Exercise objective: Set down the records that follow exactly and completely.

[[ Study material, beginning ]]

Issue #1194, opened 2022-04-24
Unknow option warning


aspeddro:
### Description

After 5bbd3a0a917122b9330dab10b55bb56cc18c9a3d, nvim-tree show warning for valid options

![image](https://user-images.githubusercontent.com/16160544/164976220-cbabf086-d92d-48ea-a675-59062879a862.png)

### Neovim version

[[ Study material, end ]]

Solution for this task:
Issue #1194, opened 2022-04-24
Unknow option warning


aspeddro:
### Description

After 5bbd3a0a917122b9330dab10b55bb56cc18c9a3d, nvim-tree show warning for valid options

![image](https://user-images.githubusercontent.com/16160544/164976220-cbabf086-d92d-48ea-a675-59062879a862.png)

### Neovim version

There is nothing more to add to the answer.